As I understand it, the intestines aren’t just loosely piled up inside the abdomen like sausages in a bag, ready to fall out in a heap when you cut the side open: they’re attached all along their length to blood vessels, nerves, membranes and stuff. If you want someone’s guts outside their body, I think you’ve pretty much got to cut them out.

I don’t know how much they cared whether the condemned was actually looking through his eyes at the time, though. It was probably as much symbolic as anything.

Not true. The bowel can and does slither out of the abdomen when opened. It can happen after abdominal surgery when, for various reasons, the wound dehisces. I’ve seen it once. Because the patient was on a bed that burbles air through sand-like pellets, the bed surface moved constantly. The bowel fountained out before any of us could turn the bed off. It was quite horrifying. The patient was taken back to surgery immediately, but much of the large intestine had already died.

Another patient with almost total disembowelment was a stabbing victum. His intestine fell onto the sidewalk. He was in the ICU for 7 months.

This makes a lot of sense - I’m sure it was intended to provide a horrible, spectacular deterrent and also to exact gory public revenge, as much as to actually punish the recipient.

Alexandre Dumas’ The Count of Monte Cristo has a disembowling take place. Presuming that he studied or was knowledgeable to the specifics of the sentence, in his version the person was first hit over the head with a sledgehammer. The disembowling was for the sake of the masses more than the sentenced.

The traditional germanic punishment for someone who harmed an oak tree sacred to Thor was to have their navel cut open, a loop of intestine pulled out and nailed to the oak tree, then they were forced to walk round the tree, spooling their guts out until they could do so no longer, then they were left to die.

It obviously took some time… :eek:

Si

I have seen a couple of veterinary cases where abdominal surgical wounds have dehisced (I was not the original surgeon). In one case, the dog ate part of the prolapsed viscera, and was subsequently euthanised. In another case, after surgery and one day in the hospital, the dog went home.

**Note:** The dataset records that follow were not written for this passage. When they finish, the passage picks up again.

PR #2885, opened 2018-01-22
Generate binding redirects for .NET 4.7.2+

### LINKED ISSUE #2481: Generate binding redirects should be on by default
_From @jcouv on August 4, 2017 19:37_

A number of customers ran into issues with ValueTuple in .NET Standard 2.0 in unittests with EntityFramework. It turns out the problem was missing binding redirects.
@weshaggard recommended two settings for such projects:
```
    <AutoGenerateBindingRedirects>true</AutoGenerateBindingRedirects>
    <GenerateBindingRedirectsOutputType>true</GenerateBindingRedirectsOutputType>
```

Those settings are apparently set for executable project templates, but not for unittests.

https://github.com/aspnet/EntityFramework/issues/9046#issuecomment-314187616
https://github.com/ErikEJ/EntityFramework.SqlServerCompact/issues/463#issuecomment-314188903

FYI @ericstj @terrajobst @nguerrera 

_Copied from original issue: dotnet/project-system#2692_

rainersigwald:
In The Old Days, binding redirect generation was set to off-by-default.
That has caused a great deal of confusion because it's usually the right
thing to do but it's not obvious when you need to do it.

Unfortunately, we currently think we can't change the default for all
projects, because a user could have been avoiding binding redirects
intentionally, making creating them a breaking change.

Since no projects currently target .NET Framework 4.7.2 (since it's not
released), it is not a breaking change to turn on binding redirects by
default for this (and higher) versions--a user must explicitly opt into
targeting the framework and thus into this new behavior.

A user can still specify

```xml
<AutoGenerateBindingRedirects>false</AutoGenerateBindingRedirects>
```

to explicitly opt out of binding redirects for a given project.

Closes #2481, in partial support of

https://github.com/dotnet/designs/blob/2be39b7e1bc9c4df45b1d51ebb2d1abb0689e4e0/accepted/automatic-redirects-by-default/automatic-redirects-by-default.md

### DIFF
--- a/src/Tasks/Microsoft.Common.CurrentVersion.targets
+++ b/src/Tasks/Microsoft.Common.CurrentVersion.targets
@@ -324,6 +324,8 @@ Copyright (C) Microsoft Corporation. All rights reserved.
 
   <PropertyGroup>
     <GenerateBindingRedirectsOutputType Condition="'$(OutputType)'=='exe' or '$(OutputType)'=='winexe'">true</GenerateBindingRedirectsOutputType>
+    <!-- It would be a breaking change to automatically turn on binding redirects for existing projects, so turn them on only when opting into a new framework. -->
+    <AutoGenerateBindingRedirects Condition="'$(AutoGenerateBindingRedirects)' == '' and '$(TargetFrameworkIdentifier)' == '.NETFramework' and '$(TargetFrameworkVersion.TrimStart(v))' >= '4.7.2'">true</AutoGenerateBindingRedirects>
   </PropertyGroup>
   <PropertyGroup Condition="'$(AutoUnifyAssemblyReferences)' == ''">
     <AutoUnifyAssemblyReferences>true</AutoUnifyAssemblyReferences>
--- a/src/Tasks/Microsoft.Common.CurrentVersion.targets
+++ b/src/Tasks/Microsoft.Common.CurrentVersion.targets
@@ -325,7 +325,7 @@ Copyright (C) Microsoft Corporation. All rights reserved.
   <PropertyGroup>
     <GenerateBindingRedirectsOutputType Condition="'$(OutputType)'=='exe' or '$(OutputType)'=='winexe'">true</GenerateBindingRedirectsOutputType>
     <!-- It would be a breaking change to automatically turn on binding redirects for existing projects, so turn them on only when opting into a new framework. -->
-    <AutoGenerateBindingRedirects Condition="'$(AutoGenerateBindingRedirects)' == '' and '$(TargetFrameworkIdentifier)' == '.NETFramework' and '$(TargetFrameworkVersion.TrimStart(v))' >= '4.7.2'">true</AutoGenerateBindingRedirects>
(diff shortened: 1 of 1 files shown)


src/Tasks/Microsoft.Common.CurrentVersion.targets
```diff
@@ -324,6 +324,8 @@ Copyright (C) Microsoft Corporation. All rights reserved.
 
   <PropertyGroup>
     <GenerateBindingRedirectsOutputType Condition="'$(OutputType)'=='exe' or '$(OutputType)'=='winexe'">true</GenerateBindingRedirectsOutputType>
+    <!-- It would be a breaking change to automatically turn on binding redirects for existing projects, so turn them on only when opting into a new framework. -->
+    <AutoGenerateBindingRedirects Condition="'$(AutoGenerateBindingRedirects)' == '' and '$(TargetFrameworkIdentifier)' == '.NETFramework' and '$(TargetFrameworkVersion.Substring(1))' >= '4.7.2'">true</AutoGenerateBindingRedirects>
```
jeffkl: Another reference to `TargetFrameworkVersion.Substring(1)` indicates that there's not always a leading "v".

https://github.com/Microsoft/msbuild/blob/master/src/Tasks/Microsoft.Common.CurrentVersion.targets#L1898-L1899

Does this need similar logic?

rainersigwald: I don't know why that logic is the way it is. All the other comparisons assume it starts with a `v`. But yeah, should be cautious.

rainersigwald:
I confirmed that these worked with a private internal .NET 4.7.2 developer pack by creating a new project and referencing

```xml
    <PackageReference Include="Newtonsoft.Json" Version="9.0.1" />
    <PackageReference Include="WindowsAzure.Storage" Version="7.2.1" />
```

Then removing the NuGet-altered binding redirects, removing the template binding redirect generation, and confirming that binding redirects still got created.

rainersigwald:
@dotnet-bot test this please

rainersigwald:
@dotnet-bot test this please

rainersigwald:
fyi @dsplaisted this carries a fix for #2886.

src/Tasks/Microsoft.Common.CurrentVersion.targets
```diff
@@ -324,6 +324,8 @@ Copyright (C) Microsoft Corporation. All rights reserved.
 
   <PropertyGroup>
     <GenerateBindingRedirectsOutputType Condition="'$(OutputType)'=='exe' or '$(OutputType)'=='winexe'">true</GenerateBindingRedirectsOutputType>
+    <!-- It would be a breaking change to automatically turn on binding redirects for existing projects, so turn them on only when opting into a new framework. -->
+    <AutoGenerateBindingRedirects Condition="'$(AutoGenerateBindingRedirects)' == '' and '$(TargetFrameworkIdentifier)' == '.NETFramework' and '$(TargetFrameworkVersion.TrimStart(vV))' >= '4.7.2'">true</AutoGenerateBindingRedirects>
```
terrajobst: What about class libraries? [We talked about not wanting to turn this feature on](https://github.com/dotnet/designs/blob/master/accepted/automatic-redirects-by-default/automatic-redirects-by-default.md#class-libraries) for class libraries unless they are unit test projects.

The Count of Monte Cristo is my favourite book, but it doesn’t have a disembowling. The passage you are thinking of is the execution during carnaval?:

Or is there another execution later on that I have forgotten?

That sounds way too low to me. A femoral is only 10mm diameter or ~75mm^2 area. Each renal artery by itself is 6mm, so that alone makes up ~50mm^2. I’m guessing all the abdominal organs would be at least twice the area of a femoral artery.

In at least one English Hang/Draw/Quarter public spectacle the executioners used instruments that had spent considerable time in a forge-like fire next to the gibbet (and presumably were returned there when not actually in use). From the point of view of the Powers that Be, this would be a win-win: increased agony, and cauterizing the blood vessels would prevent loss of consciousness and/or death.

In one of Thomas Costain’s Pageant of England books (I forget which one) he talks about an executioner who paused to offer the victim a sip of wine. The victim had enough spirit remaining to decline on the grounds that he no longer had anyplace to put it.

In a case of viscera being exposed to the elements, one might well survive until bled out by the collateral bleeding.
In school, a classmate fell off a tractor while discing a field and the disc cut him open almost halfway around his waist. His father was nearby and picked him and his bowels up, put them in the truck, flew to the hospital, and the guy played football successfully the next season.
Not sure if true, but I have heard that a gunshot to the lower abdomen often leads to death within 30 minutes if not attended.

Depends what you mean by “often” and “within 30 minutes”. Cut a major atery and you’re certainly dead within 3 minutes. OTOH if it misses all the major blood vessels and organs the cause of death will be sepsis, which could take a month.